There are 18 programmable input delays and 43 output delays, each individually controlled:
  * Two of the __DQS\_IDELAY__ values control delay from the I/O ports to the __byte\_lane0\_i/iclk__ and
	__byte\_lane1\_i/iclk__ clocks that drive input deserializers. differences between individual
	__DQS\_IDELAY__ values and  __DQS\_IDELAY__ should get in the center of the "eyes" for reliable reading
	data, but the absolute value of the __DQS\_IDELAY__ values is important for crossing boundaries from the
	__byte\_lane*\_i/iclk__ clocks to the __clk__ and __clk\_div__ ones. Input clocks are generated by
	the memory device with its PLL driven by the __sdclk__ (indirectly dependent on the programmable phase
	shift), and the DQS phase may fluctuate relative to the FPGA clocks. During
  * 16 __DQ\_IDELAY__ values set the input delays of the individual data bit signals. Data acquisition
	  windows are determined by the __DQ\_IDELAY__- __DQS\_IDELAY__ differences while __DQS\_IDELAY__ have
	  to satisfy other requirements too.
  * Two __DQS\_ODELAY__ determine delay of the QDS signals. These values can be determined with the "write
    levellimg" procedure - when the memory device sees DQS* signal lagging behind the clock, it outputs
    '8h1 on each of the data bytes, when it is too early - outputs '8h0
  * 16 __DQ\_ODELAY__ values set the output delays for the individual data bit signals to the memory.
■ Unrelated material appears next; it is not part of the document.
Issue #71, opened 2025-06-02
New Install MAVEN IUVS does not set up user_paths.py


JadenStrom:
Fresh installation generates the following error

> ---------------------------------------------------------------------------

Data
      sent to the memory should be centered around DQS transitions, so __DQ\_ODELAY__ values should be
      approximately 90 degrees (~0x40 when other signals delays in teh FPGA are equal) higher than
      __DQS\_ODELAY__ . If the available ranges do not allow that, __DQS\_ODELAY__ can be modified together
      with the clock phase (verifying the __DQS\_IDELAY__ requirements above).
  * 2 of the __DM\_ODELAY__ values control data mask signals, they have the same timing requirements as    
    __DQ\_IDELAY__ ones.
  * 23 ___DLY\_CMDA\_ODELAY__ values control command, address, bank address and ODT outputs to DDR3. Their
    timing requirements are more relaxed as they operate in SDR (not DDR) mode.